**ENTRIES PROVIDED**
=== Begin Enclosure ===
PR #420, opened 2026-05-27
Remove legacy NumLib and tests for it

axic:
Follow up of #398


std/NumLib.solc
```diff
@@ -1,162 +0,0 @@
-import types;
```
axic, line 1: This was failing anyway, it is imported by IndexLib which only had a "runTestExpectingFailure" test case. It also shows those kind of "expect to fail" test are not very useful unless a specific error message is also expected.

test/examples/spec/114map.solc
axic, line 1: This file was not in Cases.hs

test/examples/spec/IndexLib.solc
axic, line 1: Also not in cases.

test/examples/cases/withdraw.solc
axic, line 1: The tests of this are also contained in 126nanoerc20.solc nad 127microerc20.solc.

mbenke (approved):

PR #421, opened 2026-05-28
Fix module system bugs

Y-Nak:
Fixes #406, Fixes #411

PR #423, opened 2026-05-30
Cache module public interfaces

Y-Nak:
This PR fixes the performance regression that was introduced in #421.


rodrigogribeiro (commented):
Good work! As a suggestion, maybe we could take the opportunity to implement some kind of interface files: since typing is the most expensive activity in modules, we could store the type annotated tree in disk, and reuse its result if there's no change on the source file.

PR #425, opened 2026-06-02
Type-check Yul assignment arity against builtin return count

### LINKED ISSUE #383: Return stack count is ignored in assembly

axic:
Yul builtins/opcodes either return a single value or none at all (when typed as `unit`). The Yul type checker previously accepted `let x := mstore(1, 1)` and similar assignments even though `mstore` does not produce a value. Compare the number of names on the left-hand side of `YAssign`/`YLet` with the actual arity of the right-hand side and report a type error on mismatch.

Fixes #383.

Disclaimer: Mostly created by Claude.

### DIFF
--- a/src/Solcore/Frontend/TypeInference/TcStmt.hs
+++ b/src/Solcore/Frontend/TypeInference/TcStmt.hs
=== End Enclosure ===
=== Begin Enclosure ===
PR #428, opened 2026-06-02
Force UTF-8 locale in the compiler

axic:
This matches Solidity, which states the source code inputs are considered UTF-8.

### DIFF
=== End Enclosure ===
=== Begin Enclosure ===
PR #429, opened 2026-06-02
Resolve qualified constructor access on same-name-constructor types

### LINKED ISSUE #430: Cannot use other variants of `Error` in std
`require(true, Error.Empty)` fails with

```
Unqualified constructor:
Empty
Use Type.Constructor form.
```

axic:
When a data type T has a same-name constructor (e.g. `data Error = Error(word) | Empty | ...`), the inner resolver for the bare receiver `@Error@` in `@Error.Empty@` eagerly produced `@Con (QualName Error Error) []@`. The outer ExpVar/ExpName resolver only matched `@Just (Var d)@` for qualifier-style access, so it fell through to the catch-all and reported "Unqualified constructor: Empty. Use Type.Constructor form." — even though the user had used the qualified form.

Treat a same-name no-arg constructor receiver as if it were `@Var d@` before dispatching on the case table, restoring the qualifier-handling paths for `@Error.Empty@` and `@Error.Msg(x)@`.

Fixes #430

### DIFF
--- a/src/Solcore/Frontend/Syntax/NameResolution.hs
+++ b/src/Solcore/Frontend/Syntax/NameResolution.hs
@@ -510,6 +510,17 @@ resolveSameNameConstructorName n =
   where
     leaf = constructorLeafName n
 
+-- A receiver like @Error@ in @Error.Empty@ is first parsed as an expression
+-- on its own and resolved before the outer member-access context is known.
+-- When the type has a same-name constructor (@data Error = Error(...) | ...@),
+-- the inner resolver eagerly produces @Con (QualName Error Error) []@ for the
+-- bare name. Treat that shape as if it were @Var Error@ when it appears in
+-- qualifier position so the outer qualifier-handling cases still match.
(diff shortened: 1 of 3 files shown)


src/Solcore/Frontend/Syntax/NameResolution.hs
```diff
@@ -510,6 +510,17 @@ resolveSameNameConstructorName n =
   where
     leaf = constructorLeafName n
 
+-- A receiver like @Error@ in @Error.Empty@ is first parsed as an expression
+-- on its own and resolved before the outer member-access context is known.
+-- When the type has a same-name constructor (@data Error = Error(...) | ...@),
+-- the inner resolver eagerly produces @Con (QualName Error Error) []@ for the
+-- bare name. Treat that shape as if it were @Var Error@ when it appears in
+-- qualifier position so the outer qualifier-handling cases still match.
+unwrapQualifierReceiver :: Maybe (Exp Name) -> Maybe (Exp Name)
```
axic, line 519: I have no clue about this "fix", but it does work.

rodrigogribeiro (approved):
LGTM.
=== End Enclosure ===
**WHAT THIS TASK INVOLVES**
Your answer should be one number, the count of lines in the entries holding the string "which".

**RESPONSE**
2